Whoa! 4 minutes! Very cool!
Mucho better! :) :)
Now .. speculating as to the cause ... could it be that interrupts are only being delivered to
CPU0 and not CPU1 ? That would explain the roughly 1/2 speed slow down during the test if both
cpus were alternating running compile processes ..
Andrew
Updated by dillon over 17 years ago
:Whoa! 4 minutes! Very cool!
:
:Mucho better! :) :)
:
:Now .. speculating as to the cause ... could it be that interrupts are only being delivered to
:CPU0 and not CPU1 ? That would explain the roughly 1/2 speed slow down during the test if both
:cpus were alternating running compile processes ..
:
:Andrew
Nope. Well, yup... but that's normal. When the PIC is used interrupts
are usually only delivered to one cpu. But it wouldn't cause a
slow down. Performance would be about the same.
-Matt
Matthew Dillon
<dillon@backplane.com>
Updated by dillon over 17 years ago
:Hi Matt,
:Reading this makes me wonder, what does FreeBSD do about this issue?
:They do not have APIC_IO option (as far as i know they have just option
:SMP) and it seems to be relatively trouble free in regards to
:IOAPIC/LAPIC: On DragonFly it seems to be an issue more often.
:
:Petr
They've moved the bar a bit more forward, but there are still problems.

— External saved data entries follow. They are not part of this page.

PR #1914, opened 2025-07-14
add vale rule to use gitbook hint syntax

alexakreizinger:
this PR adds a vale suggestion to use GitBook hints rather than ` > Note: lorem ipsum`.


cnorris-cs (approved):
Looks good. Thanks!

PR #1915, opened 2025-07-15
out_bigquery: add documentation for configurable buffer_size option

tsubaron:
Add documentation for the `buffer_size` option in the BigQuery output plugin.

This complements fluent/fluent-bit#10596

### DIFF
--- a/pipeline/outputs/bigquery.md
+++ b/pipeline/outputs/bigquery.md
@@ -45,7 +45,7 @@ Fluent Bit streams data into an existing BigQuery table using a service account 
 | `provider_id` | GCP workload identity provider. Used to construct the full resource name of the identity provider. Currently only AWS accounts are supported. | _none_ |
 | `google_service_account` | The email address of the Google service account to impersonate. The workload identity provider must have permissions to impersonate this service account, and the service account must have permissions to access Google BigQuery resources ( `write` access to tables) | _none_ |
 | `workers` | The number of [workers](../../administration/multithreading.md#outputs) to perform flush operations for this output. | `0` |
-| buffer_size | Sets the upper limit for the HTTP client buffer size (in bytes) when reading API responses from BigQuery. The buffer grows dynamically as needed until it reaches this limit; if a response exceeds this size, any additional data is discarded and a warning is logged. | `4192` |
+| `buffer_size` | Sets the upper limit for the HTTP client buffer size (in bytes) when reading API responses from BigQuery. The buffer grows dynamically as needed until it reaches this limit. If a response exceeds this size, additional data is discarded and a warning is logged. | `4192` |
 
 See Google's [official documentation](https://cloud.google.com/bigquery/docs/reference/rest/v2/tabledata/insertAll) for further details.
 


pipeline/outputs/bigquery.md
```diff
@@ -60,6 +60,7 @@ You must configure workload identity federation in GCP before using it with Flue
 | provider\_id | GCP workload identity provider. Used to construct the full resource name of the identity provider. Currently only AWS accounts are supported. |  |
 | google\_service\_account | Email address of the Google service account to impersonate. The workload identity provider must have permissions to impersonate this service account, and the service account must have permissions to access Google BigQuery resources (e.g. `write` access to tables) |  |
 | workers | The number of [workers](../../administration/multithreading.md#outputs) to perform flush operations for this output. | `0` |
+| buffer_size                | Sets the HTTP client buffer size (in bytes) for reading API responses from BigQuery. | `4192` |
```
patrick-stephens: Is this a fixed size, the lower or upper bound?

tsubaron: Thanks for the review!

The `buffer_size` is a fixed-size allocation for the HTTP client buffer. It is not a lower or upper bound. If a response exceeds this size, the plugin logs a warning.

We’ve updated the documentation to clarify this.

pipeline/outputs/bigquery.md
```diff
@@ -60,6 +60,7 @@ You must configure workload identity federation in GCP before using it with Flue
 | provider\_id | GCP workload identity provider. Used to construct the full resource name of the identity provider. Currently only AWS accounts are supported. |  |
 | google\_service\_account | Email address of the Google service account to impersonate. The workload identity provider must have permissions to impersonate this service account, and the service account must have permissions to access Google BigQuery resources (e.g. `write` access to tables) |  |
 | workers | The number of [workers](../../administration/multithreading.md#outputs) to perform flush operations for this output. | `0` |
+| buffer_size | Sets the HTTP client buffer size (in bytes) for reading API responses from BigQuery. This is a fixed-size allocation; responses larger than this size will trigger a warning. | `4192` |
```
patrick-stephens: Well, I presume the warning is that they won't be handled right or is this saying it will auto-grow?

tsubaron: I initially thought the buffer was fixed and allocated based on the provided size, but after checking the internal logic, it turns out the client dynamically increases the buffer as needed.

Here is the part where it grows the buffer, and just below it, you can see that if the allocation fails, a warning is logged and an error is returned:
https://github.com/tsubaron/fluent-bit/blob/out_bigquery-buffer-size-configurable/src/flb_http_client.c#L1470

I will update the documentation to reflect this behavior.

pipeline/outputs/bigquery.md
```diff
@@ -45,6 +45,7 @@ Fluent Bit streams data into an existing BigQuery table using a service account
 | `provider_id` | GCP workload identity provider. Used to construct the full resource name of the identity provider. Currently only AWS accounts are supported. | _none_ |
 | `google_service_account` | The email address of the Google service account to impersonate. The workload identity provider must have permissions to impersonate this service account, and the service account must have permissions to access Google BigQuery resources ( `write` access to tables) | _none_ |
 | `workers` | The number of [workers](../../administration/multithreading.md#outputs) to perform flush operations for this output. | `0` |
+| buffer_size | Sets the upper limit for the HTTP client buffer size (in bytes) when reading API responses from BigQuery. The buffer grows dynamically as needed until it reaches this limit; if a response exceeds this size, any additional data is discarded and a warning is logged. | `4192` |
```
esmerel:
```suggestion
| `buffer_size` | Sets the upper limit for the HTTP client buffer size (in bytes) when reading API responses from BigQuery. The buffer grows dynamically as needed until it reaches this limit. If a response exceeds this size, additional data is discarded and a warning is logged. | `4192` |
```

esmerel (approved):

PR #619, opened 2016-08-03
Pass role to Mesos plugin in Jenkins package

titosand:


repo/packages/J/jenkins/10/config.json
```diff
@@ -63,6 +63,22 @@
                 }
             }
         },
+         "roles": {
+              "description": "Role configuration properties for Jenkins on DC/OS.",
+              "type": "object",
+              "properties": {
+                "jenkins-master-role": {
+                    "description": "The accepted resource roles (e.g. slave_public) that the Jenkins master itself runs as using Marathon. By default, this will deploy to any agents with the * role.",
```
colin-msphere: I would change or remove the example, unless we want users to run masters on nodes with `slave_public`. I could see this example being interpreted as a suggested default.

ssk2: Let's move this example to the end, after the statement about default. Rephrase to something like `For example, to deploy to a public DC/OS agent, set this to 'slave_public'.`

repo/packages/J/jenkins/10/config.json
```diff
@@ -63,6 +63,22 @@
...
+                    "type": "string",
+                    "default": "*"
+                },
+                  "jenkins-agent-role": {
+                      "description": "The role passed to the internal Jenkins configuration that denotes which resources can be launched, so Jenkins agents can then only ever schedule onto nodes with the specified role. By default, this also uses the * role",
```
ssk2: `schedule` -> `scheduled`

PR #623, opened 2016-08-05
more marathon-lb fixes

alberts:


vespian:
@alberts  Shouldn't we release a new package version (->10) ? Not sure if users will be able to catch it.

PR #633, opened 2016-08-12
Add arangodb3-1.0.4

m0ppers:
DC/OS compat fixes. Principal properly set for disc reservations (mesos 1.0)
DC/OS labels properly set for UI service discovery

ping @joerg84 :

that's what it should look like I suppose?


joerg84:
LGTM, tested on Enterprise

PR #638, opened 2016-08-15
Removed quotes from numbers to fix config validation with Confluent C3

keithchambers:
Removed quotes from numbers to fix config validation with Confluent Control Center.

@dbtucker @gabrielhartmann


dbtucker:
LGTM

PR #671, opened 2016-08-29
Adding Microsoft OMS Docker solution.

amitsara:
Please look at https://github.com/microsoft/Oms-docker for more details.
I still need to work on icons and solution description, that I will do in next commits.


amitsara:
Will send another request after fixing package file

PR #674, opened 2016-08-30
Add support for Confluent Platform 3.0.1.

dbtucker:
The confluent-kafka package was updated to reference the updated CP 3.0.1 tarball.   Icons were updated to core Kafka.

The other confluent-* packages were updated to reference the 3.0.1 docker images and leverage the improved naming service within the deployment (removing the need for explicit VIPs)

The main difference between FreeBSD and us is that FreeBSD has done
a lot more work on supporting interrupt routing via ACPI.
-Matt
Matthew Dillon
<dillon@backplane.com>
Updated by belczyk over 17 years ago
You might want to take a look at my attepmt to make EST work on CORE cpus --
it's at http://bsd.krakow.pl/df/est_core.tgz. It's still a work in progress,
full of debug, etc. but seems to work on my CORE2 (T5600). Unfortunately I
can't spend any time on it within next month because I've got to focus on my
thesis.
Updated by swildner almost 13 years ago
- Description updated (diff)
- Status changed from New to Closed
- Assignee deleted (
0)
Assume that this is fixed by now. If there are still issues, please reopen.